When behavior becomes a probability distribution, in some engineering practices, a trend has gradually emerged: constraints must enter the structural layer.

Harness is essentially this layer of structure.

Why now?

The concentrated discussion of Harness is not accidental. It is more like a stage signal: the bottleneck of AI is shifting from the model to the system. In the past, the question was whether the model could do it, and now the question is whether the system can stably make it do so every time. It is also in this process that the value has begun to shift:

· From the model layer to the system layer

· From capability competition to stability competition

The model capabilities are gradually converging, and the system capabilities are beginning to diverge. Harness is therefore regarded as the key watershed in this change.

A system grown from failures

These understandings do not come from theoretical deductions, but more from repeated engineering practices.

A typical example is that even if it is clearly specified that Python must be executed using uv run, the agent may still bypass the constraints through python3, subprocess, or path mechanisms.

In this process, the team gradually realized that the written rules do not equal the constraints in the system. Therefore, the constraints began to be "solidified" layer by layer.
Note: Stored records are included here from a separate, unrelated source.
PR #13248, opened 2023-07-23
Fixes #13237 - Allow unauthenticated api access to content-types.

### LINKED ISSUE #13237: Content-Types only fetchable as logged in user
### NetBox version

v3.5.6

### Python version

3.11

### Steps to Reproduce

Config settings:
```
LOGIN_REQUIRED = False
EXEMPT_VIEW_PERMISSIONS = ["*"]
```

Try to access `/api/extras/content-types/`

### Expected Behavior

List of content types is returned.

### Observed Behavior

`{"detail":"Authentication credentials were not provided."}`

This view only uses `IsAuthenticated` while other views use `IsAuthenticatedOrLoginNotRequired`, which I believe is what should be used for `ContentTypeViewSet` as well.

fabi125:
### Fixes: #13237

Allow unauthenticated access to `/api/extras/content-types/` if login is not required for Netbox.

The rest of the file uses lists for the permissions, so I switched this view to a list as well (instead of a tuple).

### DIFF
--- a/netbox/extras/api/views.py
+++ b/netbox/extras/api/views.py
@@ -6,7 +6,6 @@ from rest_framework import status
 from rest_framework.decorators import action
 from rest_framework.exceptions import PermissionDenied
 from rest_framework.generics import RetrieveUpdateDestroyAPIView
-from rest_framework.permissions import IsAuthenticated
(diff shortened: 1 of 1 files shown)


jeremystretch:
Thanks @fabi125!

Issue #13061, opened 2023-06-30
Script Rest API has no results


jiuka:
### NetBox version

v3.5.4

### Python version

3.11

### Steps to Reproduce

1. Save this script into a file called `bug.py`
```
from extras.scripts import *


class Bug13061(Script):

    class Meta:
        name = "Demo for Bug13061"
        description = "Demo for Bug13061"

    def run(self, data, commit):
        self.log_success(f"Demo for Bug13061")
```
2. Go to https://netbox.example.com/extras/scripts/add/
3. Upload the `bug.py` file.
4. Got to https://netbox.example.com/extras/scripts/bug/Bug13061/
5. Click on `Run Script`
6. Go to https://netbox.example.com/api/extras/scripts/bug.Bug13061/

### Expected Behavior

The `result` should be job result like in the reports endpoint.

### Observed Behavior

It is always `null`.

The [job.name](https://github.com/netbox-community/netbox/blob/develop/netbox/extras/api/views.py#L293C13-L293C21) is just the name of the script class. When search for the result the [script.name
](https://github.com/netbox-community/netbox/blob/develop/netbox/extras/api/views.py#L306C41-L306C52) is used and not the `class_name` therefore no results are found, unless the `name` ist set to the same value as the `class_name`.

abhi1693:
Thank you for opening a bug report. Unfortunately, the information you have provided is not sufficient for someone else to attempt to reproduce the reported behavior. Remember, each bug report must include detailed steps that someone else can follow on a clean, empty NetBox installation to reproduce the exact problem you're experiencing. These instructions should include the creation of any involved objects, any configuration changes, and complete accounting of the actions being taken. Also be sure that your report does not reference data on the public NetBox demo, as that is subject to change at any time by an outside party and cannot be relied upon for bug reports.

jiuka:
I hope it is detailed enough.

bitcollector1:
I have the same issue. Here you can see an example of just (1) of my scripts reported correctly, even though all of them completed successfully. 

![Screenshot 2023-07-05 at 09 28 52](https://github.com/netbox-community/netbox/assets/50723251/9df5650c-e361-45c5-8cba-2c1530afcbf1)

jiuka:
Hi @jeremystretch 

This fixed the GUI but not the Rest API I made bug about. Should I create a new bug report or do you want to reopen this one?

Regards and many thanks for Netbox

 Marius

cholyoak:
[...]

PR #13250, opened 2023-07-24
Fixes #13167- Use class_name instead of name to get script results

### LINKED ISSUE #13167: Script Rest API has no results
### NetBox version

v3.5.6

### Python version

3.11

### Steps to Reproduce

As reported in #13061 not only the UI had this issue but the Rest API too.

1. Save this script into a file called bug.py
```
from extras.scripts import *


class Bug13061(Script):

    class Meta:
        name = "Demo for Bug13061"
        description = "Demo for Bug13061"

    def run(self, data, commit):
        self.log_success(f"Demo for Bug13061")
```
2. Go to https://netbox.example.com/extras/scripts/add/
3. Upload the bug.py file.
4. Got to https://netbox.example.com/extras/scripts/bug/Bug13061/
5. Click on Run Script
6. Go to https://netbox.example.com/api/extras/scripts/bug.Bug13061/

### Expected Behavior

The `result` should be job result like in the reports endpoint.

### Observed Behavior

It is always `null`.

The [job.name](https://github.com/netbox-community/netbox/blob/develop/netbox/extras/api/views.py#L293C13-L293C21) is just the name of the script class. When search for the result the [script.name](https://github.com/netbox-community/netbox/blob/develop/netbox/extras/api/views.py#L306C41-L306C52)
is used and not the `class_name` therefore no results are found, unless the `name` ist set to the same value as the `class_name`.

kkthxbye-code:
### Fixes: #13167

This is actually a fix to #13061, but as that was closed by solving a related but different issue, #13167 was opened while technically being a duplicate.

### DIFF
--- a/netbox/extras/api/views.py
+++ b/netbox/extras/api/views.py
@@ -303,7 +303,7 @@ class ScriptViewSet(ViewSet):
 
         # Attach Job objects to each script (if any)
         for script in script_list:
-            script.result = results.get(script.name, None)
+            script.result = results.get(script.class_name, None)
 
         serializer = serializers.ScriptSerializer(script_list, many=True, context={'request': request})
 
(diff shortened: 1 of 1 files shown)


jeremystretch:
Thanks @kkthxbye-code!

PR #13290, opened 2023-07-28
13279 update choices to use gettext_lazy

arthanson:


jeremystretch:
While I appreciate the consistency, I'm not sure it makes sense to provide translation support for things like interface types and wireless channels. We might want to stick to the arbitrary strings like statuses and colors.

netbox/dcim/choices.py
```diff
@@ -120,8 +121,8 @@ class RackElevationDetailRenderChoices(ChoiceSet):
     RENDER_SVG = 'svg'
 
     CHOICES = (
```
jsenecal, line 123: Do we need to translate these ?

netbox/utilities/choices.py
```diff
@@ -222,8 +223,8 @@ class ImportFormatChoices(ChoiceSet):
     YAML = 'yaml'
 
     CHOICES = [
-        (AUTO, 'Auto-detect'),
-        (CSV, 'CSV'),
-        (JSON, 'JSON'),
-        (YAML, 'YAML'),
+        (AUTO, _('Auto-detect')),
+        (CSV, _('CSV')),
```
jsenecal, line 227: Again, do we want to support translating file formats ?

jsenecal (commented):
I added a few notes about supporting translation on things that perhaps shouldn't be but otherwise this looks good to me. Thanks @arthanson

netbox/utilities/choices.py
jeremystretch: I've made the presumption elsewhere that acronyms like JSON, YAML, CSV, and so on do _not_ need to be translated. In this specific case, we'd want to translate the "auto-detect" option however.

jsenecal: I agree, my comment started on L227+

jeremystretch (approved):

netbox/dcim/choices.py
jeremystretch: No; these are just file extensions.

From text prompts to execution interception, and then to runtime control, the system gradually changed from "suggestions" to "structures". Until a certain stage: errors are no longer prohibited, but impossible to occur.

From "can do" to "can always do"

As agents enter more real - world application environments, the problems have started to change. The focus is no longer on "what else can be done", but on "whether it can always be done". When the task chain becomes longer, the environment becomes more complex, and the running time becomes longer, the model is no longer the bottleneck; the system is.

The real challenge has also shifted to: how to continuously complete correct execution without interruption.

Conclusion: The watershed has emerged

If the core of AI in the past two years was capabilities, then in the future, the watershed will no longer belong to the model. What really makes the difference is who can build a system that enables AI to execute stably.

And Harness is becoming the name of this layer.

该文观点仅代表作者本人，36氪平台仅提供信息存储空间服务。

Harness: When models are no longer the bottleneck, the problems of AI are just beginning.